To investigate the bubble sweep-down phenomenon of a scientific research ship from the perspective of its flow mechanism, the flow-field characteristics of the bow were measured in a towing-tank environment. First, the silk-thread method was used to visualise the streamline characteristics of the bow. Next, the flow field of the bow was measured using multiple two-section 2-dimensional computed tomography scans with stereoscopic particle image velocimetry. The flow-field information of different sections at different speeds (e.g., velocity distribution, vector characteristics, and streamline distribution) were then obtained. A 3-dimensional (3D) three-component (3C) space reconstruction of the time-averaged flow field in the bow was thus realised. From the visualisation results, the flow field in the bow generally exhibits a downward movement trend. The flow structure of the bow flow field was found to be closely related to the wave-making change of the bow. On the other hand, the cross-sectional flow characteristics and 3D reconstruction results showed that with the bubble sweep-down, some bubbles flowed along the bilge and amassed with other bubbles, breaking through the geometric inflection point of the bilge. Compressed by the bilge vortex, they slid backward and affected the operation of acoustic equipment.

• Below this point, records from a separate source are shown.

PR #32622, opened 2022-09-26
Utilizing manifest listed payload

deepsm007:
Adding aws-ovn-multi job utilizing heterogeneous payload to deploy homogeneous amd64 cluster

/cc @stbenjam  @dgoodwin

### DIFF
--- a/ci-operator/config/openshift/release/openshift-release-master__nightly-4.12.yaml
+++ b/ci-operator/config/openshift/release/openshift-release-master__nightly-4.12.yaml
@@ -95,6 +95,19 @@ releases:
       product: ocp
       stream: nightly
       version: "4.12"
+  multi-initial:
+    candidate:
+      architecture: multi
+      product: ocp
+      relative: 1
+      stream: nightly
+      version: "4.12"
+  multi-latest:
+    candidate:
+      architecture: multi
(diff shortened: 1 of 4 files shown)


ci-operator/config/openshift/release/openshift-release-master__nightly-4.12.yaml
```diff
@@ -456,6 +469,15 @@ tests:
     env:
       BASE_DOMAIN: aws-2.ci.openshift.org
     workflow: openshift-e2e-aws-sdn
+- as: e2e-aws-ovn-multi
```
dgoodwin, line 472: Sippy's expecting multiRegex = regexp.MustCompile(`(?i)-heterogeneous`)

Can we rename so it picks up the right variant there?

Or is this a multi-arch payload, but regular amd64 job?

deepsm007: It is still an amd64 job with multiarch payload

deepsm007: multiRegex are used for true heterogeneous deployments only (cp=amd64, nodes=amd64+ arm64)

PR #30994, opened 2022-08-02
wip: openshift/microshift: single workflow for all openshift/conformance e2e tests

ingvagabund:
Run openshift/conformance tests in a single job

**TODO**
- [ ] - e2e junit and e2e.log are uploaded to the GCS bucket (e.g. https://gcsweb-ci.apps.ci.l2s4.p1.openshiftapps.com/gcs/origin-ci-test/pr-logs/pull/openshift_cluster-kube-scheduler-operator/433/pull-ci-openshift-cluster-kube-scheduler-operator-master-e2e-aws/1554100065386106880/artifacts/e2e-aws/openshift-e2e-test/artifacts/)
- [ ] run `must-gather` step
- [ ] TBD

/hold

PR #32659, opened 2022-09-27
MicroShift: refactor 4.12 test suites

copejon:


pacevedom:
I see there is some collision with this one: https://github.com/openshift/release/pull/30994
Which one should we keep?

pacevedom (approved):
/lgtm

bradmwilliams:
@copejon Just so you are aware...
You changed the names of jobs, that were also part of the release validation: 
https://github.com/openshift/release/pull/32763

PR #32668, opened 2022-09-28
OCPQE-11842: Add e2e for azure-upi-disconnected

liangxia:


liangxia:
@jhou1 @pruan-rht @dis016 @JianLi-RH

PR #32680, opened 2022-09-28
WIP NO-ISSUE: Enable KSM

adriengentil:
Since the change to use c3.medium machines, the ZTP jobs are randomly failing with the following error:
```
Domain already contains a disk with that address
```
this is due to a VM that is not started, this may be because of the lack of memory with c3.medium (64GB).

This change enables KSM which is a kernel process that tries optimize the memory by merging the common pages used by the VMs.


adriengentil:
Retesting as devscripts-setup step took ~20min more than usual (77min vs ~60min usually)

/test pj-rehearse-more

adriengentil:
Closing this PR, KSM looks to work but the jobs are now slower by 10-20min.

PR #34744, opened 2022-12-12
MGMT-12439: Add basic job to test heterogeneous infrastructure

adriengentil:
Add first building blocks to test assisted with heterogeneous clusters.
It will first be used to test
https://github.com/openshift/assisted-test-infra/pull/1949.

### DIFF
--- a/ci-operator/step-registry/assisted/equinix/assisted-equinix-workflow.yaml
+++ b/ci-operator/step-registry/assisted/equinix/assisted-equinix-workflow.yaml
@@ -1,0 +1,19 @@
+workflow:
+  as: assisted-equinix
+  steps:
+    cluster_profile: packet-assisted
+    allow_best_effort_post_steps: true
+    allow_skip_on_success: true
+    pre:
+      - ref: assisted-equinix-setup
+      - chain: assisted-common-pre
+    test:
+      - ref: assisted-baremetal-conf
+      - ref: assisted-baremetal-test
+    post:
+      - ref: assisted-common-gather
+      - ref: assisted-equinix-teardown
+    env:
+      TEST_SUITE: minimal
+  documentation: |-
+    This workflow installs an OCP cluster by running assisted-installer on an equinix metal server.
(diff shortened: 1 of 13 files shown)


ci-operator/step-registry/assisted/equinix/assisted-equinix-workflow.yaml
```diff
@@ -0,0 +1,18 @@
...
+  steps:
+    cluster_profile: packet-assisted
+    allow_best_effort_post_steps: true
+    allow_skip_on_success: true
+    pre:
+      - ref: assisted-equinix-setup
+      - chain: assisted-common-pre
+    test:
+      - ref: assisted-baremetal-conf
+      - ref: assisted-baremetal-test
```
osherdp, line 12: (not necessarily in the scope of this PR) in the future we might want to move to ``assisted-common-verify``

ci-operator/step-registry/assisted/equinix/assisted-equinix-workflow.yaml
```diff
@@ -0,0 +1,18 @@
...
+    post:
+      - ref: assisted-common-gather
```
osherdp, line 14: am I wrong or we're not tearing down the machines?

osherdp, line 14: should we add ``baremetalds-packet-gather-metadata``?

osherdp (changes requested):

ci-operator/step-registry/assisted/equinix/assisted-equinix-workflow.yaml
adriengentil: Yes, we already have a ticket for that (assigned to me :see_no_evil: )

ci-operator/step-registry/assisted/equinix/assisted-equinix-workflow.yaml
adriengentil: I'll need to create ticket about that, we now have to 2 machines to report, I don't know yet how to handle the case.

adriengentil: :man_facepalming:

osherdp (approved):

PR #34770, opened 2022-12-13
Setting retries for Vsphere-sdn for install-analysis

deepsm007:
Related to https://github.com/openshift/release/pull/34768 as there is only 1 job for vsphere sdn

/cc @xueqzhan

### DIFF
--- a/core-services/release-controller/_releases/priv/release-ocp-4.12.json
+++ b/core-services/release-controller/_releases/priv/release-ocp-4.12.json
@@ -475,6 +475,7 @@
         },
         "vsphere-sdn": {
             "disabled": true,
+            "maxRetries": 3,
             "optional": true,
             "prowJob": {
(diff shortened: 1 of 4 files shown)


jcpowermac:
@deepsm007 what will be the impact to our vSphere capacity with this?
I am a little concerned about adding more jobs to an already 100% utilized environments

deepsm007:
> @deepsm007 what will be the impact to our vSphere capacity with this? I am a little concerned about adding more jobs to an already 100% utilized environments

We are working on improving the install signal and retries will only affect in case of failures to provide more info if the payload is being tested efficiently. Looking at the history [here](https://prow.ci.openshift.org/job-history/gs/origin-ci-test/logs/periodic-ci-openshift-release-master-nightly-4.13-e2e-vsphere-sdn) it seems pretty stable and shouldn't affect the capacity.

deepsm007:
To avoid capacity issues we will remove the vsphere-sdn from install-analysis job instead of adding retries

PR #34787, opened 2022-12-13
installer: drop linter timeout from invocation

r4f4:
We will configure it via config file in the installer repo.


r4f4:
/pj-rehearse ack
`pull-ci-openshift-installer-master-golint` is expected to fail since removing the `--timeout 5m` argument, it defaults to a 1m timeout. The timeout will be set via https://github.com/openshift/installer/pull/6601 once this merges.

PR #34839, opened 2022-12-15
FDN-112: Add jira/valid-reference label for all repos

bparees:
intent is to make this label available for use on all repos, for use as a future PR merge gating mechanism

### DIFF
--- a/core-services/prow/02_config/_labels.yaml
+++ b/core-services/prow/02_config/_labels.yaml
@@ -369,6 +369,12 @@ default:
       target: prs
       prowPlugin: backport-verifier
       addedBy: prow
+    - color: 15dd18
+      description: Indicates that this PR references a valid Jira ticket of any type.
+      name: jira/valid-reference
+      target: prs
+      prowPlugin: jira
+      addedBy: prow
     - color: e11d21
       description: Indicates that a referenced Jira bug is invalid for the branch this PR is targeting.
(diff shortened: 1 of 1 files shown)


bparees:
@openshift/test-platform ptal

core-services/prow/02_config/_labels.yaml
```diff
@@ -369,6 +369,12 @@ default:
       target: prs
       prowPlugin: backport-verifier
       addedBy: prow
+    - color: 15dd18
+      description: Indicates that this PR references a valid Jira ticket of any type.
```
wking, line 373: It sounds like pulls referencing a valid Jira bug will have both `jira/valid-bug` and `jira/valid-reference`?  Possibly worth pointing that out as an explicit choice in the commit message, so folks don't wonder about trying to remove overlap later.

bparees: > It sounds like pulls referencing a valid Jira bug will have both jira/valid-bug and jira/valid-reference

yes.

i'll fix up the commit message while also changing this to a unique color (forgot to do that)

bparees: actually maybe the color (Green) is as it should be.

bparees: commit text updated

droslean (approved):

PR #34845, opened 2022-12-15
Revert "TRT-732: Fixing the minimum count for vsphere and return code error"

xueqzhan:
Reverts openshift/release#34768


dgoodwin:
/lgtm

Fix worked, we're just now failing payloads. Revert until we can get the response cleaned up.

dgoodwin:
TRT-743

PR #34853, opened 2022-12-15
Sync arm64 4.12 profiles

aleskandro:


ci-operator/config/openshift/openshift-tests-private/openshift-openshift-tests-private-release-4.12__arm64-nightly.yaml
```diff
@@ -174,16 +210,17 @@ tests:
...
       COMPUTE_NODE_TYPE: m6g.xlarge
       CONTROL_PLANE_INSTANCE_TYPE: m6g.xlarge
-      E2E_RUN_TAGS: '@aws-ipi and @arm64 and @disconnected and @network-ovnkubernetes
-        and not @fips'
+      E2E_RUN_TAGS: '@arm64 and @aws-ipi and @disconnected and @network-ovnkubernetes
+        and @singlenode and not @fips and not @console'
       OCP_ARCH: arm64
       TAG_VERSION: '@4.12'
       TEST_FILTERS: ~ChkUpgrade&;~NonPreRelease&;~Serial&;~Disruptive&;~ConnectedOnly&
+      TEST_SCENARIOS: MCO|ETCD|PSAP|SDN|API_Server|Authentication|Cluster_Operator|Cluster_Infrastructure|OLM|Network_Edge|Operator_SDK|Workloads|Image_Registry|Container_Engine_Tools|NODE|OTA|PerfScale|Cluster_Observability|Security_and_Compliance|LOGGING
```
kuiwang02, line 218: @aleskandro you do not take default value to remove STORAGE subteam. just double confirm with you: why remove STORAGE? because of this SNO?
if it is caused by SNO, test `aws-ipi-disconnected-private-sno-p3-f28-destructive` is sno, but I do not find STORAGE is removed.

this comment apply to other tests of this PR and also apply to other PRs in https://coreos.slack.com/archives/CPJQCSN49/p1671141487692949

kuiwang02:
@aleskandro general comment for TEST_FILTERS on this PR and the PRs in https://coreos.slack.com/archives/CPJQCSN49/p1671141487692949.

if the cluster is not disconnect, please take default value of golang step and no need to set it in the test.
if the cluster is disconned, need to change `~DisconnectedOnly&` to `~ConnectedOnly&` based on default value of golang step to set it in the test.

aleskandro:
Hi @kuiwang02 the filters should be the same as for the equivalent amd64 definitions, aren't they?

If yes, i expect others will change them later together in a follow up. This pr is to sync the two architectures' tests definitions

kuiwang02:
> Hi @kuiwang02 the filters should be the same as for the equivalent amd64 definitions, aren't they?
> 
> If yes, i expect others will change them later together in a follow up. This pr is to sync the two architectures' tests definitions

@aleskandro yes. maybe some amd64 tests are not good for the definition.
anyway, for both arm64 and amd64, the usage of TEST_FILTERS of golang step are same.
```console
if the cluster is not disconnect, please take default value of golang step and no need to set it in the test.
if the cluster is disconned, need to change ~DisconnectedOnly& to ~ConnectedOnly& based on default value of golang step to set it in the test.
```
So,
if TEST_FILTERS of some amd64 tests of golang step are not following it, they should be corrected.  maybe qe-productivity team need to correct it.
for TEST_FILTERS of arm64 tests of golang step, please do it rightly at the beginning.


anyway, they are my suggestions. if qe-productivity and you do not want to follow it now when making test definition, it is up to you because you are the owner of these tests.
cc @YuLi517 @jhou1 @chengzhang1016

kuiwang02:
@jianzhangbjz @Xia-Zhao-rh FYI. please also be aware of the above.

aleskandro:
> anyway, they are my suggestions. if qe-productivity and you do not want to follow it now when making test definition, it is up to you because you are the owner of these tests. you could decide when to change it to follow the correct definition rule.

I'm ok with your review @kuiwang02, I'm just saying the purpose of this PR is different than fixing the definition of the already enabled tests.

The purpose is to cover a gap that the team has not taken care of: having the same test definitions for both architectures.

So, this PR will make them the same and only covers any diff regarding the initialization of arm64 clusters.

Regarding the bugfix you say:
1. It should need another kind of testing (on amd64 as well)
2. It should modify the amd64 tests definitions
3. It should be part of another PR just because it's correct and good practice that a PR covers one topic and another the other topic.

aleskandro:
I'm not owner of these tests, I'm just responsible of the multi-arch qe efforts: to ensure testing is done against arm64 and amd64 the same way.

kuiwang02:
@aleskandro 
I am sorry for
1, I thought you are the owner of tests when I saw you added them.
2, I just am aware that the usage of filter is not good.

I still would like to enhance it ASAP, so I make https://github.com/openshift/release/pull/34867 to enhance it.
after it is merged, you could rebase the code to make good filter for the PRs in the https://coreos.slack.com/archives/CPJQCSN49/p1671141487692949

aleskandro:
As stated there and in slack, it would be ideal the contrary. To merge this and the related PRs ASAP and then to enhance to already-enabled tests.

ci-operator/config/openshift/openshift-tests-private/openshift-openshift-tests-private-release-4.12__arm64-nightly.yaml
liangxia: This is because `baselinecaps-none`, which does not install storage operator.
@duanwei33 has more context/detail.

aleskandro:
Refers ARMOCP-466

为了从流动机理的角度研究某科研船的气泡扫掠现象，在拖曳水舱环境中测量了船首的流场特性。首先，采用丝线法将弓的流线特征可视化。接下来，使用具有立体粒子图像测速法的多个二维二维计算机断层扫描扫描测量船首的流场。然后获得不同速度下不同截面的流场信息（例如，速度分布、矢量特征和流线分布）。因此实现了船首中时间平均流场的 3 维 (3D) 三分量 (3C) 空间重建。从可视化结果来看，船首流场一般呈下降趋势。发现船首流场的流动结构与船首的造浪变化密切相关。另一方面，横截面流动特征和3D重建结果表明，随着气泡的下沉，一些气泡沿着舱底流动并与其他气泡聚集在一起，突破了舱底的几何拐点。在舱底涡流的压缩下，它们向后滑动，影响了声学设备的运行。突破舱底的几何拐点。在舱底涡流的压缩下，它们向后滑动，影响了声学设备的运行。突破舱底的几何拐点。在舱底涡流的压缩下，它们向后滑动，影响了声学设备的运行。